The behavior isn't surprising to me given what I understand of the 
reduction rules for co-inductive types. [cofix]es are only expanded when 
they are [match]ed on. The definition of [p] includes [match]ing on the 
[cofix] from the definition of [ones], but that matching can be 
simplified to reflexivity, apparently after it plays a crucial role in 
getting [p] to type-check at the type you want. There's no matching 
anywhere in the definition of [p2], so the type checker can never "look 
inside" the definition of [ones] effectively.

While this makes sense working through the reduction rules 
mechanistically, it certainly is surprisingly that normalization can 
prevent a term from being assigned a type that it was assigned before. 

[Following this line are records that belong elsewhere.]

PR #96, opened 2015-07-07
if a unix_socket is set, it will now be passed on in the config-array

davalb:
I have to use a unix-socket in my local setup to be able to connect to the database. This socket-setting was not passed on to phinx, which led to following error:

`[InvalidArgumentException]`
`There was a problem connecting to the database: SQLSTATE[HY000] [1045] Access denied for user 'username'@'localhost' (using password: YES)`

This patch passes the socket info on to phinx, thus enabling migrations on systems that use sockets.


lorenzo:
Thanks @davalb!

Issue #37, opened 2014-12-15
Feature or question: Running migrations via php (not a shell)?


burzum:
Is it already possible to simply run existing migrations via php?

I'm working on an installer like shell and would like to run migrations from there, I have something like 

```php
$migrations->migrate();
$migrations->migrate('SomePlugin');
```

in mind. Without the need to lookup and load the migration files manually.

HavokInspiration:
If I understand this correctly, you want to be able to run migrations from a "classic" app ?
From a Controller for instance ?

Is this issue linked to #61 ?

burzum:
@HavokInspiration correct.

HavokInspiration:
Ok. I'll give it a try to see if that's possible.

HavokInspiration:
I gave this a try and it seems to be possible. 

I was able to run the "status" command in a controller.
However, the output is not really nice as it is strictly what the console would return :

```
/src/Controller/MigrationsController.php (line 27)

'using migration path /home/yves/PhpStormProjects/cakephp-app/config/Migrations
using environment default
using format json

 Status  Migration ID    Migration Name 
-----------------------------------------
   down  20150531090528  CreateSeedUsers

[{"migration_status":"down","migration_id":"20150531090528","migration_name":"CreateSeedUsers"}]
```

burzum:
@HavokInspiration I think this is something that should be fixed in Phinx because AFAIR this is returned from Phinx and not the CakePHP plugin. Also see this issue https://github.com/robmorgan/phinx/issues/534

HavokInspiration:
Yes, that is what Phinx returns when you call the ``status`` command. The CakePHP plugin does not return anything expect for the MarkMigrated command since we implemented it.

In my POC, instead of using the default console output, I use the ``BufferedOutput`` which, as its name states, buffers the output. I returned it as well as the shell app exit code (which is not shown in my debug in my previous post).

It doesn't look to me like the normal form is _ill-typed_, though, just 
that it can't be assigned the type that the original had. Maybe someone 
involved with the theory and implementation of co-inductive types can 
comment on the deeper consequences of this.

Nicolas Oury wrote:
> (*if you define the type of streams of units:*)
>
> CoInductive Stream : Set :=
> | cons : Stream -> Stream.
>
> CoFixpoint ones : Stream := cons ones.
>
> (*and a function out such that out (cons xs) := cons xs *)
>
> Definition out (xs : Stream) : Stream :=
> match xs with
> | cons ys => cons ys
> end.
>
> Require Import Logic.
>
> (*Then you can prove: forall xs, xs = out xs *)
>
> Lemma out_eq (xs : Stream) : xs = out xs .
> intros xs.
> case_eq xs.
> intros s eq.
> reflexivity.
> Defined.
>
> (* This seems not to be a problem, but we can deduce *)
>
> Definition p : ones = cons ones := out_eq ones.
>
> (* Now, if we want to see how this is proved: *)
>
> Eval compute in p. (* returns refl_equal (cons (cofix ones : Stream := 
> cons ones)) *)
>
> (* but if we feed back the normal form *)
>
> Definition p2 : ones = cons ones :=
> refl_equal (cons (cofix ones : Stream := cons ones)).
>
> (* the type checker yells that ones and cons ones are not convertible *)
>
> -------------------------------
>
> It seems there is a well-typed term whose normal form is not well-typed.
> That's probably not threatening for the safety of the system, because 
> ones and cons ones are extensionaly equal.
> But it's still a bit troubling that type preservation does not hold.
>
> Am I missing something?
> Is it a known problem with coinductive types?